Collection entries
■ ■ ■

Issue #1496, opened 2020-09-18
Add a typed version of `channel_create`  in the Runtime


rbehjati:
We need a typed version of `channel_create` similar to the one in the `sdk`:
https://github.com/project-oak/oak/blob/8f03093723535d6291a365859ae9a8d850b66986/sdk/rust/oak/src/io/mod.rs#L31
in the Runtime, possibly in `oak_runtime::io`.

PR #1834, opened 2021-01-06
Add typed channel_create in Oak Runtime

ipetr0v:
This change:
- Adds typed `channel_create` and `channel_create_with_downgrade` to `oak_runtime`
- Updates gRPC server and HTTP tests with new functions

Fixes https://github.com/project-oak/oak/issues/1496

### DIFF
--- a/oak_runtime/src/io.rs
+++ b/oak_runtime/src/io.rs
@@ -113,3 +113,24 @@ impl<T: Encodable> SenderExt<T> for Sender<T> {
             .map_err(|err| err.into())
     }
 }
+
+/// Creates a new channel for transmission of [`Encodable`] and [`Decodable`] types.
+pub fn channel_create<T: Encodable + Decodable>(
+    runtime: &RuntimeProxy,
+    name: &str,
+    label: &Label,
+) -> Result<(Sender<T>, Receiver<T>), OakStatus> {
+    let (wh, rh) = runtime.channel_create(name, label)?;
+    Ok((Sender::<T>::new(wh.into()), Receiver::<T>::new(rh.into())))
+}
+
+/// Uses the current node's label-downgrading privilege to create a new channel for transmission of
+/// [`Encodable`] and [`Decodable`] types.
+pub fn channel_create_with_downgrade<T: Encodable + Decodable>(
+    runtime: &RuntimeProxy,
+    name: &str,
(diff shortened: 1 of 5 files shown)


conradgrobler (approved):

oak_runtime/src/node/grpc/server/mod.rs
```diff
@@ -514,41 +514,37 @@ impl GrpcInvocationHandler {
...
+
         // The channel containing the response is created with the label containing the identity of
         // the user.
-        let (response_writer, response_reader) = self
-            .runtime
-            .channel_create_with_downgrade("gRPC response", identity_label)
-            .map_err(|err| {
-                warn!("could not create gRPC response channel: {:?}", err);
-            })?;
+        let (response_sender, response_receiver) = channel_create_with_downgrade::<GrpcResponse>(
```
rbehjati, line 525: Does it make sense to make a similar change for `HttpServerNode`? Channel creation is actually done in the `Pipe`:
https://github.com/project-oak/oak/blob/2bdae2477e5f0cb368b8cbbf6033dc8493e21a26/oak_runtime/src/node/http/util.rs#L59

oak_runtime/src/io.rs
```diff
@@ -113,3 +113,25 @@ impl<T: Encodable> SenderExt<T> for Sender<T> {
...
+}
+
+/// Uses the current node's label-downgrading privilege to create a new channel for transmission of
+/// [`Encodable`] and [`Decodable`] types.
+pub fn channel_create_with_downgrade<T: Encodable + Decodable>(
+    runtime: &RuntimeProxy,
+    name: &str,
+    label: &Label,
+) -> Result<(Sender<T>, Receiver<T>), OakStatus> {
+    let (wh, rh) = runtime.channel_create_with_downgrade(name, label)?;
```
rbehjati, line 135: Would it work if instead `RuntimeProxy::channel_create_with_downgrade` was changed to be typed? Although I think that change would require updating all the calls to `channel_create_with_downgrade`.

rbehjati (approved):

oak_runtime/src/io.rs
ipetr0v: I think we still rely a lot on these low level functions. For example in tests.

■ ■ ■

▸ **ACTIVITY**
Out of the preceding entries, pull every line containing the string "into".

▸ **PROBLEM SOLUTION**
             .map_err(|err| err.into())
+    Ok((Sender::<T>::new(wh.into()), Receiver::<T>::new(rh.into())))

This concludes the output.